Task directions
Of the entries below, return exactly those lines that fall between the one containing "end of the input" and the one containing "We should check", the two end lines included.

Data provided
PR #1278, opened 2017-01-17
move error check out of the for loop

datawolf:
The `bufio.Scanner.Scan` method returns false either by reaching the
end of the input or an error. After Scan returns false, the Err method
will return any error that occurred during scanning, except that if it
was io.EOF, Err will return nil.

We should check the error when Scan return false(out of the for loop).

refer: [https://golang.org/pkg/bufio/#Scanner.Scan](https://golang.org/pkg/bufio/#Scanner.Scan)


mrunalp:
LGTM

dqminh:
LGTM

...

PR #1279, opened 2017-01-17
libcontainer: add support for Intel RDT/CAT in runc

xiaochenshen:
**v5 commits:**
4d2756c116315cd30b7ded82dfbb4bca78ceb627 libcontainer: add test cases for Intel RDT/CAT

Finished exercise
end of the input or an error. After Scan returns false, the Err method
will return any error that occurred during scanning, except that if it
was io.EOF, Err will return nil.

We should check the error when Scan return false(out of the for loop).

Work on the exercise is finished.